Sustained workspace performance degradation for April 11-21

May 5, 2022

Sustained workspace performance degradation for April 11-21

@kylos101's avatar on GitHub Kyle Brennan @csweichel's avatar on GitHub Christian Weichel @lucasvaltl's avatar on GitHub Lucas Valtl @Furisto's avatar on GitHub Thomas Schubart

Gitpod experienced a series of incidents [1, 2, 3, 4] between April 11th and 22nd, which led to workspace performance degradation in all regions, and in some cases, users were unable to start workspaces and experienced data loss.

Summary

Gitpod workspaces are meant to “feel” like your own machine, except in the cloud. Performance and reliability of workspaces are hallmark features of Gitpod. And, just like your own machine, the pain is very real when workspaces do not perform as you need or expect.

On April 9th at 7:30 UTC (all times will be in 24 hour-format UTC), we finished shipping a new generation of workspace clusters (ws39). This included a variety of features to reduce workspace startup times, as well as make more CPU accessible to users at runtime.

However, between April 11th and 22nd, Gitpod experienced a series of incidents resulting in sustained performance degradation for workspaces. Additionally, some users were unable to start workspaces at times and experienced data loss.

In this post, we’ll cover:

  • What happened: a complete timeline.
  • Contributing factors: the cause of the outage.
  • How we’ll do better

What happened: a complete timeline

April 8th

20:08 UTC - ws39 is released for all regional clusters, excluding XL clusters. This included a variety of changes to significantly reduce workspace startup times, and provided a new generation of CPUs with better performance characteristics.

April 9th

17:45 UTC - The release for ws39 is extended to XL clusters too, concluding the release. All traffic at this point will use ws39 to start workspaces.

April 11th

13:17 UTC - We received reports from customers and Gitpodders at 13:17 that workspaces were intermittently becoming unresponsive. We opened an incident in Slack via our incident.io integration and began investigating.

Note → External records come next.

PR #488, opened 2025-07-24
fix(manage): file upload no longer persists between representations

AlexMoulin:
## Describe your changes
Representation attachments were being saved by applicationId meaning  they were carried accross reps. Additionally, it didn't clear session so just kept them in session meaning they would persist incorrectlt.
https://pins-ds.atlassian.net/browse/CROWN-944


RobBroadhead30 (approved):
looks good to me

PR #512, opened 2025-08-06
feat(manage): add fee amount to display with commas for app and notify

RobBroadhead30:
## Describe your changes
Formats fee value to two decimal places with commas when displaying fee amount in case and notify.
909 https://pins-ds.atlassian.net/browse/CROWN-909

image

### DIFF
--- a/apps/manage/src/app/views/cases/view/update-case.js
+++ b/apps/manage/src/app/views/cases/view/update-case.js
@@ -86,6 +86,10 @@ function addCaseUpdatedSession(req, id) {
  * @param {import('./types.js').CrownDevelopmentViewModel} fullViewModel
  */
 export async function customUpdateCaseActions(service, id, toSave, fullViewModel) {
+	if (toSave.applicationFee !== undefined) {
+		handleApplicationFee(toSave);
+	}
+
 	if (toSave.lpaQuestionnaireReceivedDate && fullViewModel.lpaQuestionnaireReceivedEmailSent !== BOOLEAN_OPTIONS.YES) {
 		await handleLpaQuestionnaireReceivedDateUpdate(service, id, toSave);
 	}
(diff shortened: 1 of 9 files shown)


apps/manage/src/app/views/cases/view/update-case.js
```diff
@@ -37,6 +37,10 @@ export function buildUpdateCase(service, clearAnswer = false) {
 
 		await customUpdateCaseActions(service, id, toSave, fullViewModel);
 
+		if (typeof toSave.applicationFee === 'string') {
+			toSave.applicationFee = Number(toSave.applicationFee.replace(/,/g, ''));
+		}
+
```
AlexMoulin, line 43: Can this be moved to the customUpdateCaseActions as handleApplicationFee please?

packages/lib/forms/custom-components/fee-amount/fee-amount-validator.test.js
```diff
@@ -96,6 +96,76 @@ describe('./lib/forms/custom-components/fee-amount/fee-amount-validator.js', ()
...
+				applicationFee: 'yes',
+				applicationFee_amount: ''
+			}
+		};
+		const errors = await _validationMappedErrors(req, question);
+		assert.strictEqual(Object.keys(errors).length, 1);
+		assert.strictEqual(errors.applicationFee_amount.msg, 'Application fee is required');
+	});
+
+	it('should return an error message if fee amount contains commas', async () => {
```
AlexMoulin, line 111: This seems to be specific to decimals where as the next test is for integers (would be helpful to specify in the test name)

packages/lib/forms/custom-components/fee-amount/fee-amount-validator.js
```diff
@@ -17,12 +17,23 @@ export default class FeeAmountValidator extends BaseValidator {
 				.withMessage('Application fee is required')
 				.bail()
 				.custom((value) => {
-					if (!/^\d+(\.\d+)?$/.test(value)) {
+					const sanitized = (value || '').replace(/,/g, '');
+					if (!sanitized) {
+						throw new Error('Application fee is required');
+					}
+					if (/,/.test(value)) {
```
AlexMoulin, line 24: I am not sure I understand why you are sanitising the value here? The value that is being submitted to the DB is the "value" not the sanitised value.

AlexMoulin (changes requested):

PR #551, opened 2025-08-22
chore(portal): notify callback logging improved

AlexMoulin:


apps/manage/src/app/notify/controller.js
```diff
@@ -29,79 +29,100 @@ export function buildNotifyCallbackController(service) {
...
+		Status: { connect: { id: notification.status } },
+		templateId: notification.template?.id ?? null,
+		templateVersion: notification.template?.version ?? null,
+		body: notification.body ?? null,
+		subject: notification.subject ?? null
+	};
+}
+
+// Determines and applies association logic (Contact/Lpa) or falls back to email
+async function resolveNotificationAssociations({ db, logger }, { reference, emailAddress, notificationId }) {
```
tomxelliott, line 75: is there a reason the parameter can't be in a single object?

13:58 UTC - When we inspected the CPU usage for nodes and pods, it was normal, nothing was maxed out, and signs did not indicate our CPU limiting had failed or that there were noisy neighbors. At 13:58, we realized workspaces were getting IO bound, rather than CPU bound.

At the time, we lacked IO limiting capabilities, so we decided to shift traffic for workspace starts back to our prior set of clusters (ws38), which did not have this performance issue. This was completed at 15:37.

21:29 UTC - While stable on the prior generation (ws38), we planned short and long term action items to move forward with the release. For the short term: build a new set of clusters (ws39a) running faster machine types (t2d→c2d) with quicker disks (local SSDs). For the long term, prepare a new VM image and environment so that we can design a IO limiting feature.

In other words, short term, we decided to alleviate the IO bandwidth issues by using faster disks. The reasoning was that we would avoid maxing out the read and write capabilities of disks, hence avoid workspaces being IO bound. We planned to run like this for 2-3 days, while researching, building, and testing an IO limiting solution.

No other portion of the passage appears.